The risk of premature death in people with epilepsy is up to three times higher than for the general population, according to WHO.
Three-quarters of people with epilepsy living in low-income countries do not get the treatment they need, and In many parts of the world, people with epilepsy and their families often suffer from stigma and discrimination.

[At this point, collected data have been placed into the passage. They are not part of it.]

PR #95, opened 2014-01-02
Get rid of separate modules for list and detail views

leplatrem:
Never made sense to me.

Plus, it revealed inconsistencies in services naming and descriptions.


almet:
Agreed, this is far more easy to work with.

almet:
Although, I'm not sure how this will conflict with the ACL branch, so I suggest we merge it after we merge the ACL one (since @natim is doing this today).

Natim:
OMG

PR #99, opened 2014-01-04
Move JSON compatibility right along couchdb storage

leplatrem:
Since JSON serialization is specific to CouchDB backend, I moved it there.

If you don't agree, please argue :)


Natim:
I agree :+1:

Natim:
Already merged.

PR #123, opened 2014-01-10
Move id_generators to backends module

leplatrem:
The day we have several random generators and several kind of generators, we can have as many as many python modules as we want...


Natim:
Ok why not.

Otieno stressed the need for capacity building among healthcare workers on the appropriate medicine combination and investment in newer, safer, and more accessible medications that may be helpful to manage the condition in addition to assessing mental health problems in people with epilepsy on polytherapy.
“Initiation of polytherapy should be carefully considered and treatment of mental health problems in individuals with epilepsy should be carefully done since the medications can affect the effectiveness of each other,” she stated.